JAKARTA SELATAN, Sabtu (18/10) suaraindonesia-news.com – Sebuah putusan pengadilan di Jakarta Selatan memicu perdebatan publik terkait pelaksanaan hak anak untuk bertemu kedua orang tuanya setelah perceraian. Dalam perkara ini, seorang ibu yang telah memperoleh hak untuk bertemu anaknya berdasarkan keputusan pengadilan justru dihadapkan pada persyaratan yang dianggap tidak wajar dan memberatkan.
Hakim ketua, Firdaus, memutuskan bahwa sang ibu diperbolehkan bertemu anaknya dengan ketentuan pertemuan harus dilakukan di rumah ayah.

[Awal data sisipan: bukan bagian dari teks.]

PR #793, opened 2026-02-20
Fix mutation sequence number timing bug

BCathcart:
Follow up to #774. Simply providing thread-safe access isn't enough. We want to get the sequence number of the key found in the search within the same read phase, or else a write that deletes the key has the opportunity to remove that key from `index_key_info_` before we've looked up the sequence number. Maybe we could drop the key from the results at this point since we know it's changed value form when the background search ran, but I'm not certain this won't break other assumptions.


src/index_schema.h
```diff
@@ -36,6 +36,7 @@
 #include "src/utils/string_interning.h"
 #include "vmsdk/src/blocked_client.h"
 #include "vmsdk/src/command_parser.h"
+#include "vmsdk/src/log.h"
```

Ketentuan tersebut menuai kritik karena dinilai melanggar hak anak dan ibu sebagaimana dijamin dalam peraturan perundang-undangan yang berlaku.
Menurut Pasal 45 ayat (2) Undang-Undang Nomor 1 Tahun 1974 tentang Perkawinan, serta Undang-Undang Nomor 35 Tahun 2014 tentang Perlindungan Anak, anak berhak menjalin hubungan pribadi secara langsung dan wajar dengan kedua orang tuanya tanpa hambatan. Hak tersebut tetap berlaku meskipun orang tua telah bercerai.

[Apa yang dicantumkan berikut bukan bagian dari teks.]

PR #799, opened 2026-02-20
Address unsolved text path in PreFilter Evaluators

KarthikSubbarao:
Address unsolved text path in PreFilter Evaluators. There was an unsolved path (since we are trying to optimize text queries) in the Entries Fetcher where an AND contains an OR which has some other non text children and an AND child.

Here the AND child of the OR is not solved, so the prefilter evaluator needs to handle this.

```
    # Test OR with mixed predicates on new documents: AND(N1 T1 OR(N2 | T2 | AND(T3 T4))) where N2 and T2 don't match
    "@price:[40 60] alpha (@price:[100 200] | beta | (gamma delta))"
```

I added a test for this to validate it is handled by the prefilter evaluator (but updating the optimization code)

### DIFF
--- a/src/query/predicate.cc
+++ b/src/query/predicate.cc
@@ -441,8 +441,8 @@ EvaluationResult ComposedPredicate::EvaluateWithContext(Evaluator &evaluator,
       // AND is fully (recursively) resolved in the entries fetcher layer
       // already. The only cases where this is not true are:
       // 1) when an AND predicate contains an OR which has some other non text
-      // children and an AND child containing text This is not solved in entries
-      // fetcher yet.
+      // children and an AND child containing text. This is not solved in
+      // entries fetcher yet.
       // 2) when the query has negation on text. Currently, a universal set is
       // used in the entries fetcher layer for text+negate queries.
       if (evaluator.IsPrefilterEvaluator() &&


KarthikSubbarao:
@allenss-amazon , this morning I was thinking through what cases are not currently optimized (ie - not fully solved for Text in the Entries Fetcher), and there are only two such cases.
```
      // 1) when an AND predicate contains an OR which has some other non text
      // children and an AND child containing text. This is not solved in
      // entries fetcher yet.
      // 2) when the query has negation on text. Currently, a universal set is
      // used in the entries fetcher layer for text+negate queries.
```

I wanted to make sure because they are not solved in Entries Fetcher, the optimization logic in the Prefilter Evaluator should not skip text evaluation in these portions of the query in scenario 1. (We already test and handle scenario 2 well since it gets fully evaluated in Prefilter Evaluator)

After adding a more complex case of scenario 1, I saw we were matching more results than what we should due to prefilter evaluator optimization. So, I added a fix for it.

I think the compatibility tests generated by Miles is not creating very deeply tested queries. But even if it does, we should not just look at what documents match (this aspect was already correct). We should also look at what documents should not match (this needed a fix, which is what my PR covers).

PR #803, opened 2026-02-23
Remove Unused Variables And Add `UnusedVar` Helper Template

eifrah-aws:
Introduce a generic UnusedVar template function in utils.h to explicitly suppress unused variable warnings.

Remove several unused local variables across the codebase that are no longer referenced. Wrap `EXPECT_DEATH` return values in `UnusedVar` to suppress warnings about ignoring the return value which is marked with `nodiscard`.

**Generated by CodeLite**


src/index_schema.cc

Selain itu, kewajiban orang tua untuk melindungi, mengasuh, dan mendidik anak tidak dapat dihapuskan dengan syarat tertentu yang dapat menghambat hubungan anak dengan orang tua lainnya.
Dalam amar putusannya, hakim menyatakan:
- Menolak gugatan penggugat sebagian.
- Menyatakan gugatan selebihnya tidak dapat diterima.
- Membebankan biaya perkara sebesar Rp 298.000 kepada penggugat.
Meski putusan telah dibacakan, ketentuan mengenai lokasi pertemuan antara ibu dan anak tersebut menimbulkan kekhawatiran akan potensi pelanggaran terhadap hak anak dan ibu. Jika pihak pemegang hak asuh dalam hal ini ayah melakukan pembatasan secara sepihak, langkah hukum berupa gugatan pencabutan hak asuh dapat ditempuh.
Seorang ahli hukum keluarga dan perlindungan anak menilai, pemberian syarat yang tidak wajar seperti mewajibkan kunjungan hanya di rumah ayah, dapat dikategorikan sebagai bentuk pembatasan hak anak.
“Syarat semacam ini berpotensi menghalangi hubungan emosional antara anak dan ibu, padahal hubungan itu sangat penting bagi tumbuh kembang anak,” ujarnya.
Ahli tersebut juga mendorong agar penyelesaian sengketa dilakukan melalui jalur mediasi dengan melibatkan lembaga seperti Komisi Perlindungan Anak Indonesia (KPAI). Apabila upaya mediasi tidak menghasilkan kesepakatan, maka pihak yang dirugikan berhak mengajukan gugatan baru ke pengadilan dengan dasar pelanggaran hak anak.
Putusan hakim yang diketuai Firdaus itu menuai kritik dari sejumlah pemerhati anak karena dinilai mengabaikan prinsip “kepentingan terbaik bagi anak” (the best interest of the child). Prinsip tersebut menjadi landasan utama dalam setiap perkara yang melibatkan anak di bawah umur.
Para pemerhati berharap agar lembaga peradilan lebih berhati-hati dalam menetapkan syarat pertemuan pasca perceraian, agar hak anak dan kedua orang tua tetap terlindungi secara seimbang dan sesuai amanat Undang-Undang.